Dataset entries:
# # # # #

PR #590, opened 2021-11-11
Adds upload-override-jars script.

remexre:
# Changes

Adds a script for uploading JARs to Jenkins for use with `OVERRIDE_JARS`.

# Documentation

Does this need docs?

### DIFF
--- a/upload-override-jars
+++ b/upload-override-jars
@@ -1,0 +1,18 @@
+#!/usr/bin/env bash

# # # # #

§ WHAT THE TASK REQUIRES
Repeat exactly, and only, the lines from the line containing "Adds upload-override-jars script." through the last line of the records above, both included.

§ RESPONSE TO THIS TASK
Adds upload-override-jars script.

remexre:
# Changes

Adds a script for uploading JARs to Jenkins for use with `OVERRIDE_JARS`.

# Documentation

Does this need docs?

### DIFF
--- a/upload-override-jars
+++ b/upload-override-jars
@@ -1,0 +1,18 @@
+#!/usr/bin/env bash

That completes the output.